* Data to use *
PR #4651, opened 2022-10-07
Serialize calls to the engine api

g11tech:
Serialize calls to the engine api

Follow up of https://github.com/ChainSafe/lodestar/pull/4595

Metrics for engine job processor:

image

### DIFF
--- a/packages/beacon-node/src/execution/engine/http.ts
+++ b/packages/beacon-node/src/execution/engine/http.ts
@@ -15,6 +15,7 @@ import {
 import {IJsonRpcHttpClient, ReqOpts} from "../../eth1/provider/jsonRpcHttpClient.js";
 import {IMetrics} from "../../metrics/index.js";
 import {JobItemQueue} from "../../util/queue/index.js";
+import {EPOCHS_PER_BATCH} from "../../sync/constants.js";
 import {
   ExecutePayloadStatus,
   ExecutePayloadResponse,
@@ -58,7 +59,11 @@ export const defaultExecutionEngineHttpOpts: ExecutionEngineHttpOpts = {
   timeout: 12000,
 };
 
-const QUEUE_MAX_LENGHT = 256;
+/**
+ * Size for the serializing queue for fcUs and new payloads, the max length could be equal to
+ * EPOCHS_PER_BATCH * 2 in case new payloads are also not awaited serially
+ */
+const QUEUE_MAX_LENGHT = EPOCHS_PER_BATCH * 2;
 
 // Define static options once to prevent extra allocations
 const notifyNewPayloadOpts: ReqOpts = {routeId: "notifyNewPayload"};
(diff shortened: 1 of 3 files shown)


packages/beacon-node/src/metrics/metrics/lodestar.ts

* What needs to be done *
Reproduce, exactly and without additions, the run of lines from the start of the listing above to the line bearing "--- a/packages/beacon-node/src/execution/engine/http.ts", inclusive.

* Result *
PR #4651, opened 2022-10-07
Serialize calls to the engine api

g11tech:
Serialize calls to the engine api

Follow up of https://github.com/ChainSafe/lodestar/pull/4595

Metrics for engine job processor:

image

### DIFF
--- a/packages/beacon-node/src/execution/engine/http.ts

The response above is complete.